PR #10402, opened 2026-06-13
fix(plugins): prompt before installing non-registry plugin URLs

risu729:
## Summary
- Tighten plugin trust checks to an explicit allowlist instead of trusting unknown plugin URLs by default.
- Continue allowing `github.com/mise-plugins/*` plugin remotes and official asdf/vfox plugin backend URLs from the registry, including explicit registry backend URLs.
- Add unit and e2e coverage for a safe untrusted config that pins `vfox:attacker/evil` and must show the community plugin prompt before clone.

## Trusted plugin handling
| Plugin source | Before this PR | After this PR |
| --- | --- | --- |
| `github.com/mise-plugins/*` | Trusted without prompt | Trusted without prompt |
| Registry shorthand with matching official plugin URL | Trusted without prompt | Trusted without prompt |
| Explicit asdf/vfox URL matching any registry tool backend, including non-`mise-plugins` owners like `echocat/vfox-mongod` | Trusted without prompt | Trusted without prompt |
| Non-registry asdf/vfox URL such as `vfox:attacker/evil` | Trusted without prompt because it was not a registry shorthand mismatch | Community plugin prompt before clone |
| Invalid or non-normalizable plugin remote | Could fall through as trusted when not treated as a shorthand mismatch | Untrusted; community plugin prompt path applies |

## Context
#10360 is not related to this PR's code changes, but it is why I thought about this attack shape: safe configs can now load plain `[tools]` pins without `mise trust`, so a plain pin like `"vfox:attacker/evil" = "latest"` should not silently clone a non-registry plugin. This keeps that safe-config UX while closing the silent plugin-clone gap.

This is also in the same spirit as #9913: do not implicitly trust install paths or sources just because they are reachable through normal install flows.

## Tests
- `cargo fmt --check`
- `mise x rust -- cargo test registry::tests::test_is_trusted_plugin`
- `MISE_E2E_BIN=/home/risu/.worktrunk/risu729/mise/mise.codex-20260614-004629-bd49fd/target/debug/mise mise run test:e2e e2e/config/test_trust_safe_config`

## Summary by CodeRabbit

* **Bug Fixes**
  * Tightened plugin trust checks to reject malformed or non-official plugin URLs and reliably recognize official plugin remotes.

* **Tests**
  * Expanded coverage for community plugin trust behavior, including prompts/output when trust is disabled.
  * Added tests confirming tasks defined in configuration run correctly without requiring trust markers.

### DIFF
--- a/e2e/config/test_trust_safe_config
+++ b/e2e/config/test_trust_safe_config
@@ -39,7 +39,11 @@ cat <<'EOF' >mise.toml
 [tools]
 "vfox:attacker/evil" = "latest"
 EOF
-output=$(MISE_YES=0 mise install 2>&1 || true)
+set +e
+output=$(MISE_YES=0 mise install 2>&1)
+status=$?
+set -e
+[[ $status -ne 0 ]] || fail "expected community plugin install to abort without confirmation"
 echo "$output" | grep -q "community-developed plugin" || fail "expected community plugin prompt, got: $output"
 echo "$output" | grep -q "github.com/attacker/evil" || fail "expected attacker plugin URL, got: $output"
 assert_no_trust_marker "community plugin prompt should not trust config"
--- a/e2e/config/test_trust_safe_config
+++ b/e2e/config/test_trust_safe_config
@@ -34,7 +34,26 @@ MISE_YES=0 mise install tiny
 assert_contains "MISE_YES=0 mise ls tiny" "3.1.0"
 assert_no_trust_marker "safe config should not be silently trusted"
 
+# safe config tool pins still prompt before installing non-registry plugin URLs
+cat <<'EOF' >mise.toml
+[tools]
+"vfox:attacker/evil" = "latest"
+EOF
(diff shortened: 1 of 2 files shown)


risu729:
@coderabbitai full review

jdx:
I don't think this makes anything safer, you could already have a template with exec() in the config or install something with github: backend that wouldn't have a prompt.

risu729:
I think this can prevent installing (and executing unsafe hooks) without explicit approval. `mise trust` is not needed for plain `vfox:<repo>` string tools, and `mise run` or other commands may install the vfox plugin and run hooks.
The difference between GitHub and other backends is that the vfox plugin can execute any commands, so even without calling the installed tool binary itself, it can be unsafe.

However, I'm not too sure how effective this is. Please feel free to close.

jdx:
ah yeah I guess so since we don't need trust for basic tools now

• [EXERCISE GOAL]
Each line in the records above with "fail" must be returned.

• [ANSWER SPACE]
+[[ $status -ne 0 ]] || fail "expected community plugin install to abort without confirmation"
 echo "$output" | grep -q "community-developed plugin" || fail "expected community plugin prompt, got: $output"
 echo "$output" | grep -q "github.com/attacker/evil" || fail "expected attacker plugin URL, got: $output"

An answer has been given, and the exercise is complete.